Here we will be helped by the indication of the number of the reference line in the stream, or pattern. Note that addressing strings as a range does not work here. Call the
i
command, specifying the line number before which you need to insert a new line:
$ sed '2i\This is the inserted line.' myfile
The i command with the reference line number
Do the same with the
a
command:
$ sed '2a\This is the appended line.' myfile
Command a with reference line number
Notice the difference between the
i
and
a
commands. The first inserts a new line to the specified, the second - after.
Replacing strings
The
c
command allows you to change the contents of a whole line of text in a data stream. When calling it, you need to specify the line number, instead of which new data should be added to the stream:
$ sed '3c\This is a modified line.' myfile
Replacing the entire string
If you use a template in the form of a plain text or a regular expression, all the lines matching the pattern will be replaced:
$ sed '/This is/c This is a changed line of text.' myfile
Replacing strings by pattern
Character replacement
The
y
command works with individual characters, replacing them in accordance with the data passed to it when it is called:
$ sed 'y/123/567/' myfile
Character replacement
Using this command, you need to take into account that it applies to the entire text flow, you cannot limit it to specific occurrences of characters.
Display line numbers
If you call sed using the
=
command, the utility displays line numbers in the data stream:
$ sed '=' myfile
Display line numbers
The stream editor output line numbers in front of their contents.

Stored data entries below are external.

PR #4919, opened 2023-07-28
Dread: Make Escape Sequence safe by creating a separate Hanubia

### LINKED ISSUE #4914: Dread: Making beating Raven Beak not be a dangerous resource
https://discord.com/channels/914291389293027329/914294339235106836/1089628829405950002

In its current form, the database has a bunch of these conditions in Hanubia 
image
When you defeat Raven Beak, you cut off access to the rest of the game, which technically speaking is dangerous, but the generator detects these as dangerous because there are connections with the `Before Escape Sequence` condition on them. It would be sufficient for correctness if there was simply no path back to the rest of the game.

Improving this situation would help both the generator and resolver.

Tyranisaur:
Closes #4914


ThanatosGit:
Somehow I think it's pretty ugly to add a second hanubia, though I know why it was done. So, I pass and leave it to others to decide if we should do that or not.

Miepee:
What are the technical reasons that all the duplicate/unreachable rooms exist?

Tyranisaur:
> What are the technical reasons that all the duplicate/unreachable rooms exist? Also, wouldn't this cause issues with door lock rando?
They still exist here for two reasons. To keep the map aligned, and to make sure the collision camera to room name translations are kept.

There are no randomizable doors in the escape sequence.

henriquegemignani:
I prefer to just have the entire escape sequence be just a single node connection after the RB fight. Then the areas in normal Hanubia can be kept, just maybe without the paths?

XenoWars:
Shouldn't be too hard to add an escape node in RB's Arena. Either Speed and Use Spin Boost, Simple IBJ, or Space Jump. Then do you connect it to Total Recharge Station East and have to ensure you can only take a specific path, or do you connect it to Ship Room and have to account for getting through the Central Unit as well as getting up RB-X Arena?

henriquegemignani:
I'd straight up add the victory condition event in the RB Area room

PR #4942, opened 2023-07-31
Mock all usages of asyncio.run in tests

henriquegemignani:
This might be what leaks sockets?


henriquegemignani:
I made `socket.socket` raise and checked which tests would fail. The default EventLoop on Windows creates one, which is annoying. Some tests also just never respond too, which was **very** annoying.

ThanatosGit (approved):

PR #4946, opened 2023-08-01
Super Metroid: Add DB options for (map) tweaks

Miepee:
- Adds DB options for `Dachora Pit Tweaks`, `Early Supers Bridge Tweaks`, `Pre Hi-Jump Tweaks`, `Moat Tweaks`, `Pre Spazer Tweaks`, `Red Tower Tweaks`, `Nova Boost Tweaks`, `Can't Use Supers On Red Doors` and `Mother Brain Rainbow Beam Nerf`
- Also adds `No Lower Norfair Space Jump Check` as a patch, but doesn't expose it in the GUI yet
- Fix logic condition for missile doors to account for `Can't Use Supers On Red Doors`
- Add damage reduction with suits

### DIFF
--- a/randovania/games/super_metroid/game_data.py
+++ b/randovania/games/super_metroid/game_data.py
@@ -23,14 +23,14 @@ def _gui() -> game.GameGui:
 
 
 def _generator() -> game.GameGenerator:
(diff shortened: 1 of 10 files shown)


SolventMercury (approved):
Gave it a quick test, looks all good to me.

PR #7278, opened 2024-09-30
Introduce Equipment Manipulation resource

SchwartzGandhi:
Misc resource for tricks that require enabling/disabling an item mid-trick

### DIFF
--- a/randovania/games/fusion/logic_database/Sector 3 PYR.json
+++ b/randovania/games/fusion/logic_database/Sector 3 PYR.json
@@ -2283,8 +2283,42 @@
                                                     }
                                                 },
                                                 {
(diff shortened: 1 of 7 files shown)


Miepee (commented):
looks ok for me so far, 2 thoughts tho:
- *maybe* the s1 screw shaft should count under this
- depending on how many usages we find after our whole cleanup, we may want to just use movement instead. not worth a whole seperate resource for <5 usages IMO.

JeffGainsNGames:
like leaving this disabled by default then add an option to enable later. this is new tech so dont want folks having to do this without any indication stuff like this is possible.

Miepee (approved):

PR #7283, opened 2024-10-01
Revert am2r_yams back to 2.8.0

Miepee:
cant figure out how to handle the new imagemagick lib in utmt right now, so we revert


Miepee:
no. the only change between 2.8.0 and 2.9.0rc was bumping to net8 which isnt a user facing thing.

PR #7284, opened 2024-10-01
Generator: make indices/event/hint multiplier game overwritable

Miepee:
Dunno if this needs a changelog entry or not.

If an action **only** unlocks hints, we weight it less in order to avoid failing generation.
I was unsure whether i should make it have a weight of 0, instead of a reduced weight, but decided with the reduced weight for now as I assumed that Echoes probably relies on that behaviour a bit.


duncathan:
if this would affect different games to a different extent we could expose it as a variable in `GameGenerator` or a field in the db or something

Miepee:
never thought about that class. Does it make sense to just provide a function there that calculates the weight for an action (based on the available pickups/events/hints)? Dunno if we need that much flexibility, but feels nicer to do that than introduce new fields in the future for specific circumstances. I remember prime people raising the thought a few times of tweaking how actions are weighted.

duncathan:
that would add a lot of complexity and more disparity between games than I would like. if you wanna throw the other constant weights in there that'd be fine tho

Miepee:
After looking at more fusion logs; yeah, being able to tweak some of the other values would be good too.

Miepee:
Changed this PR to use dunc's suggestion of having game customizable values in GameGenerator

randovania/games/game.py
```diff
@@ -8,6 +8,11 @@
 
 import randovania
 from randovania.bitpacking.bitpacking import BitPackEnum
+from randovania.generator.filler.weights import (
```
henriquegemignani, line 11: Slightly concerned with this file importing something from the `randovania.generator` module, outside of the TYPE_CHECKING block. This might cause some import loops in weird scenarios?

Tbh looking at it we really should split this file huh? No reason for `GameData` to come from the same file as `RandovaniaGame`.

Miepee: I've been considering not having default values, but I thought that for the sake of having it easier for people to configure this'd be nicer.

But if every new game just comes from BDG, I guess that argument doesnt really hold. So there would just be the move of generator default weigths from game.py to games/[game_name]/game.py which I don't think would change much

---

I did initially have the weights in retcon.py but moved them out of there cause they caused circular dependencies. Weights being in their own file is probably fine? Cause that constants file cant really import anything else.

henriquegemignani: Oh no I like the default values. Let's use them so we can adjust the generator in a global way without having to adjust every single game.

Importing the separate file still imports every `__init__.py` in the way, which would cause issues if these had their own code.

I like to think of the different folders in the module root as it's own modules and to keep an uni-directional dependency loop. So if module A imports module B, then module B is not allowed to import anything from module A ever.

At least, not outside of TYPE_CHECKING blocks.

Miepee: I see. I don't think there's a nice way around this though. I was thinking of maybe having weights as its own class instead of just random constants, and then GameData can just reference this for type checking, but since it would still need to use the default values/class, it would precisely need to import it *not* as type checking.

Miepee:
rebased this based off of the refactor that moved game.enum out

randovania/generator/filler/weights.py
```diff
@@ -0,0 +1,7 @@
+DEFAULT_INDICES_WEIGHT_MULTIPLIER = 1
+DEFAULT_EVENTS_WEIGHT_MULTIPLIER = 0.5
+DEFAULT_HINTS_WEIGHT_MULTIPLIER = 1
+
+_DANGEROUS_ACTION_MULTIPLIER = 0.75
```
henriquegemignani, line 5: If these are going to be in a different file, they shouldn't have `_` in front.

randovania/generator/filler/retcon.py
```diff
@@ -474,21 +472,23 @@ def _calculate_weights_for(
...
 
         print(f">>> {action}")
         print(f"indices: {potential_uncollected.indices}")
-        print(f"hints: {[hint.as_string for hint in potential_uncollected.hints]}")
         print(f"events: {[event.long_name for event in potential_uncollected.events]}")
+        print(f"hints: {[hint.as_string for hint in potential_uncollected.hints]}")
         print(f"nodes: {[nodes[n].identifier.as_string for n in potential_uncollected.nodes]}")
         print()
 
+    generator = potential_reach.game.game.generator
```
henriquegemignani, line 485: I usually put things in `FillerConfiguration`, though I guess that's for preset parameters. I'm thinking maybe there should be a dataclass with all the weights, have the default values be defined directly in that class and store an instance of that class in `GameGenerator`.

randovania/generator/filler/retcon.py
```diff
@@ -474,21 +472,23 @@ def _calculate_weights_for(
         return _VICTORY_WEIGHT
 
     potential_uncollected = UncollectedState.from_reach(potential_reach) - current_uncollected
-    if debug.debug_level() > 2:
+    if debug.debug_level() > 1:
```
henriquegemignani, line 475: Aren't these prints rather verbose? Rather keep it to level 3

henriquegemignani (changes requested):

randovania/generator/filler/retcon.py
Miepee: Addressed.

output.md
henriquegemignani, line 1: stray file

henriquegemignani (approved):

If you pass a pattern to this command and use the sed
-n
key, only line numbers matching the pattern will be output:
$ sed -n '/test/=' myfile
Display line numbers matching the pattern
Reading data to insert from file
Above, we looked at techniques for inserting data into a stream, indicating what needs to be inserted, right when you call sed. As a data source, you can use the file. To do this, use the
r
command, which allows you to insert data from the specified file into the stream. When you call it, you can specify the line number after which you want to insert the contents of the file, or a template.
Consider an example:
$ sed '3r newfile' myfile
Insert file into stream
Here the contents of the file
newfile
were inserted after the third line of the file
myfile
.
Here's what happens if you apply a pattern when invoking the
r
command:
$ sed '/test/r newfile' myfile
Using a template when calling the r command
The contents of the file will be inserted after each line corresponding to the pattern.
Example
Imagine such a task. There is a file in which there is a certain sequence of characters, in itself meaningless, which must be replaced with data taken from another file. Namely, let it be the file
newfile
, in which the sequence of characters
DATA
plays the role of a
newfile
. Data that needs to be substituted for
DATA
is stored in the
data
file.
This task can be solved by using the
r
and
d
commands of the stream sed editor:
$ Sed '/DATA>/ { r newfile d}' myfile
Replacing the placeholder with real data
As you can see, instead of the placeholder,
DATA
sed added two lines from the
data
file to the output stream.
Results
Today we covered the basics of working with the sed streaming editor. In fact, sed is a huge topic. Its study can be compared with the study of a new programming language, but, having understood the basics, you can master sed at any level you need. As a result, your ability to process texts with its help will be limited only by your imagination.
That's all for today. Next time, let's talk about the awk data processing language.
Dear readers! Do you use sed in your daily work? If so, please share your experience.